• _WORK INSTRUCTIONS_: Pull every line containing "export" from the data.

━━ PROVIDED DATA

PR #1053, opened 2021-03-17
Et 3073 row component

ellajay:
## Screenshot / video

image

## What does this do?

Adds the Row component and related tests.


src/Row/Row.tsx
```diff
@@ -0,0 +1,56 @@
...
+interface IContainer {
+  type?: 'first' | 'last' | 'middle' | 'curved'
+}
+
+const Container = styled.div<IContainer>(
+  ({ type }) => css`
+    border-radius: ${(type === 'first' && `8px 8px 0 0`) ||
+    (type === 'curved' && `8px`) ||
+    (type === 'last' && `0 0 8px 8px`) ||
+    (type === 'middle' && 0)};
```
fleonard, line 49: Do we really need the `middle` type?
We could probably get rid of it and maybe have `border-radius:0` as default fallback in case no type is passed?

src/Row/Row.tsx
```diff
@@ -0,0 +1,56 @@
...
+export const Row: FC<Props> = ({
+  icon,
+  heading,
+  subHeading,
+  type,
+  caret = true,
+}) => {
+  return (
+    <Container type={type}>
+      <Box>{icon && <Icon render={icon} size={24} />}</Box>
```
fleonard, line 26: I'm kinda wondering if instead of having a fixed grid-template and render empty divs to make them fill the 24px space of the template we should probably have dynamic grid-templates based on icon and caret and just do something like:
```
{icon && <Icon render={icon} size={24} />}
...
{caret && <Icon render="caret" rotate={-90} color="grey8" />}
```

What do you think?

fleonard (changes requested):
Left you a couple of thoughts

src/Row/Row.tsx
ellajay: True!

src/Row/Row.stories.js
```diff
@@ -0,0 +1,71 @@
+import React from 'react'
+import { Row } from '../Row'
+
+export default {
+  title: 'Row',
+  conmponent: Row,
```
fleonard, line 6:
```suggestion
  component: Row,
```

src/Row/Row.tsx
```diff
@@ -0,0 +1,95 @@
...
+
+import { theme } from '../theme'
+import { Icon } from '../Icon'
+import { Box } from '../Box'
+import { Text } from '../Text'
+
+export type Props = {
+  iconLeft?: string
+  iconRight?: string
+  iconRightColor?: string
```
fleonard, line 12: Should we add color also for the left one or do you think that will always be default?

src/Row/Row.tsx
```diff
@@ -0,0 +1,95 @@
...
+    (type === 'curved' && `8px`) ||
+    (type === 'last' && `0 0 8px 8px`) ||
+    0};
+    border: 1px solid ${theme.colors.grey4};
+    display: grid;
+    grid-template-columns: ${iconLeft ? `5% auto 5%` : `auto 5%`};
+    padding: 24px;
+    align-items: center;
+    border-top: ${borderTop === false && `none`};
+    border-bottom: ${borderBottom === false && `none`};
```
fleonard, line 83:
```suggestion
    border-top: ${!borderTop && `none`};
    border-bottom: ${!borderBottom && `none`};
```

src/Row/Row.tsx
```diff
@@ -0,0 +1,95 @@
...
+
+    .iconRight {
+      justify-self: end;
+    }
+
+    @media (max-width: 768px) {
+      grid-template-columns: ${iconLeft ? `10% auto 10%` : `auto 10%`};
+      padding: 16px;
+      grid-gap: 12px;
+    }
```
fleonard, line 93: Can we convert this to be `min-width` in order to style always mobile first?

fleonard (changes requested):

src/Row/Row.tsx
ellajay: May as well!

fleonard (approved):

PR #1083, opened 2021-03-30
Row grid gap

ellajay:
## Screenshot / video

image

## What does this do?

Adds an optional `boldHeading` prop to the Row component and updates the grid-gap.
Also adds the new `claim`, `no-excess` and `tow-truck` icons to the Icon component.


src/Row/Row.tsx
```diff
@@ -68,31 +71,36 @@ interface IContainer {
...
+      font-weight: ${boldHeading && 500};
+    }
+
     .iconRight {
       justify-self: end;
     }
 
     @media (min-width: 768px) {
-      grid-template-columns: ${iconLeft ? `5% auto 5%` : `auto 5%`};
+      grid-template-columns: ${iconLeft ? `24px auto 24px` : `auto 24px`};
```
fleonard, line 101: this is the same as mobile now so you can remove it

```suggestion

```

fleonard (changes requested):
Nice one! Just a very minor css update and it's good to go!

src/Row/Row.tsx
ellajay: Good point! Thank you :)

fleonard (approved):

━━━━

• _SOLUTION FOR THIS PROBLEM_:
+export const Row: FC<Props> = ({
+export default {
+export type Props = {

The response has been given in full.